There are not only local differences, there are also regional ones. The Brussels Region shoots the main bird with an average fee supplement of 270 percent. “A supplement of 300 percent – ​​that is, for a good understanding, four times the official INAMI rate – is even the norm in eight of the eleven Brussels institutions. In Wallonia, too, patients who opt for a single room pay considerably more: an average of 212 percent.” There is only one hospital that is still satisfied with a supplement of 100 percent, that of Mouscron, while the patient in three institutions has to cough up to 300 percent more.
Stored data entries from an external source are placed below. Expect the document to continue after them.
PR #171, opened 2016-11-10
queen-attack: add to track

stkent:
Test data sourced from https://github.com/exercism/x-common/blob/master/exercises/queen-attack/canonical-data.json


stkent:
@jtigger no idea what caused that failure. Any clues? If not, how can I trigger a rebuild? Thanks!

stkent:
Never mind, rebuild seems to be working just fine!

jtigger:
hmmmmmm.  From [the logs](https://travis-ci.org/exercism/xjava/builds/174942720):

```
$ bin/unit-tests.sh
FAILURE: Build failed with an exception.
* What went wrong:
Could not open terminal for stdout: $TERM not set
```

... but like you said, the next build succeeded.

stkent:
Yeah, likely to be a CI hiccup I'm thinking.

exercises/queen-attack/src/example/java/QueenAttackCalculator.java
```diff
@@ -0,0 +1,86 @@
+import java.util.Arrays;
+
+public final class QueenAttackCalculator {
+
+    private final int[] queen1Coordinates;
+
+    private final int[] queen2Coordinates;
+
+    public QueenAttackCalculator(final int[] queen1Coordinates, final int[] queen2Coordinates)
```
jtigger: I know that the README doesn't call it out, but what do you think of naming the parameters `blackQueenCoordinates` and `whiteQueenCoordinates`?

Personally, I find exercises that immerse me in the domain a bit more engaging... as if I'm solving a trimmed down version of "the real thing."

jtigger: Just as an FYI: I'm proposing to the group to switch to SAN: exercism/x-common#446.  That is a significant change and should *not* hold up this work.

stkent: R.E. a `Coordinate` type - I agree that primitive types are a little ugly here, but I avoided introducing a second separate type that requires implementation as I did not find another example which follows that pattern. (This is probably why other exercises used e.g. Guava to provide a nicer parameter type, though I agree with the removal of that third party dependency moving forward). It shouldn't be hard to adapt the problem, however, so I'll make the change to use a separate `Coordinate` type and we can see how that feels!

R.E. renaming to white/black - yep, great call, will make the change!

R.E. notation change - there's a note about using chess notation in the canonical data set that mentions it, but IMO it's not really clear how the note should be interpreted:

> Some languages implement tests beyond this set, such as checking for two pieces being placed on the same position, representing the board graphically, or using standard chess notation. Those tests can be offered as extra credit.

Is there build-in support in Exercism for optional/extra credit tests? If not, I'm guessing this means we could expose two methods that accept differently-formatted `Coordinate` types and require implementations that satisfy both to consider the problem complete. That feels like relatively uninteresting duplication, however.

exercises/queen-attack/src/test/java/QueenAttackCalculatorTest.java
```diff
@@ -0,0 +1,114 @@
...
+import org.junit.Rule;
+import org.junit.Test;
+import org.junit.rules.ExpectedException;
+
+import static org.junit.Assert.assertTrue;
+
+public final class QueenAttackCalculatorTest {
+
+    @Rule
+    public ExpectedException expectedException = ExpectedException.none();
```
stkent: I like the second option - we can save a search and provide a link to: https://github.com/junit-team/junit4/wiki/Rules, but still leave reading and discovery to the user?

exercises/settings.gradle
```diff
@@ -24,6 +24,7 @@ include 'pangram'
 include 'pascals-triangle'
 include 'phone-number'
 include 'pig-latin'
+include 'queen-attack'
```
stkent: Hah, everything in its right place!

exercises/queen-attack/src/example/java/QueenAttackCalculator.java
jtigger: subject `Coordinates`:
It is absolutely "in bounds" to include other bits in the starter code (i.e. `main` sourceset).  There are examples of this in other exercises ([`Allergen`](https://github.com/exercism/xjava/blob/master/exercises/allergies/src/main/java/Allergen.java) for one).

The way I think about it, we are defining the API for the exercising programmer.  We are free to define as little as an interface and as much as a whole class as we see appropriate.

jtigger: subject "SAN":
There is *not* currently a mechanism for extra-credit, per se.  It's merely a mention of where the exercising programmer could go from here.

Personally, I'd like to see this exercise be defined as using SAN, but that takes rough consensus across the tracks (read: not happening, today).

It could be an interesting exercise to declare two contracts (one with cartesian coordinate and another for SAN coordinates) and a test class for both of those interfaces.  The SAN test class would have to make it clear that it is optional; there ought to be additional readme (`EXTRA-CREDIT.md`?) to provide a proper framing.

None of that is at all required for this PR.  I'm just thinking out loud, now.

stkent: R.E. `Coordinates`: ah, thanks for the reference to the allergies exercise; symlinking into the example source set is a nice solution there. What are your thoughts, then, for the queen-attack exercise: require the implementer to build the `Coordinate` class, or provide it and allow the implementer to focus on the attack logic only?

stkent: R.E. notation: all good points! Perhaps you could open a new issue to capture the ideas you described regarding extra credit, etc.?

exercises/queen-attack/src/main/java/Coordinate.java
```diff
@@ -0,0 +1,5 @@
+public final class Coordinate {
```
jtigger: I suspect this was left over from an intermediate effort?

exercises/queen-attack/src/example/java/BoardCoordinate.java
```diff
@@ -0,0 +1,39 @@
+public final class BoardCoordinate {
+
+    private final int rank;
+
+    private final int file;
+
+    public BoardCoordinate(final int rank, final int file) throws IllegalArgumentException {
```
jtigger: This is not *at all* a request/demand... just a thought: value objects often come with come with a factory method (usually with a short name).  Then, in places where it is used, they employ a static import.

```java
public static BoardCoordinate at(final int rank, final int file) {
   return new BoardCoordinate(rank, file);
}
```

exercises/queen-attack/src/test/java/QueenAttackCalculatorTest.java
```diff
@@ -3,111 +3,132 @@
 import org.junit.Test;
 import org.junit.rules.ExpectedException;
 
+import static org.junit.Assert.assertFalse;
 import static org.junit.Assert.assertTrue;
 
 public final class QueenAttackCalculatorTest {
 
+    /*
```
jtigger: 👍

exercises/queen-attack/src/main/java/Coordinate.java
stkent: Ah, yes, I did mean to leave a `BoardCoordinate` class in here since that's a required part of the exercise API; renamed!

stkent:
@jtigger thanks for the comments - replied/updated!

exercises/queen-attack/src/example/java/BoardCoordinate.java
jtigger: oooohhhh!  I missed the part where `BoardCoordinates` is in the `example` sourceset.  I absolutely agree.

exercises/anagram/src/test/java/AnagramTest.java
```diff
@@ -1,9 +1,10 @@
-import static org.assertj.core.api.Assertions.assertThat;
+import org.junit.Ignore;
+import org.junit.Test;
 
 import java.util.Arrays;
 import java.util.List;
-import org.junit.Test;
-import org.junit.Ignore;
+
+import static org.assertj.core.api.Assertions.assertThat;
```
jtigger: OMG, you're going to kill me — this is a long PR; thank you for your patience.

Looks like we have a freeloader, here.

stkent: The pitfalls of auto-optimized imports! Fixed this commit :)

stkent:
Rebased to fix conflicts after largest-series-product was merged.

jtigger:
Thanks again, @stkent.  Good add.

stkent:
@jtigger I don't see this exercise on the website (http://exercism.io/languages/java/exercises) 4 days after the merge. Is there a periodic rebuild of the website that will expose the new exercise, or did I miss something in implementing this PR? Thanks!

jtigger:
You have done your job, @stkent.

Your work typically gets swept-up in the periodic deploys that @kytrinyx does from time-to-time.  With that mention, she's now explicitly aware of this one. ;)

stkent:
Hah, as I suspected. Thanks for confirming!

If you want to avoid such supplements, it is best to opt for a double or multiple room, “especially when it comes to an intervention in a day clinic,” says the VNZ chairman. “If you still want a single room, check whether your hospitalization insurance – through your health insurance fund, your employer or a private insurer – covers the fee supplements, how much you have to pay yourself as a deductible and how high the cover is: some only pay up to 100 percent, for example. If your hospital then charges a 150 percent supplement, you will have to pay 50 percent. That is why comparison with other hospitals in the area never hurts.”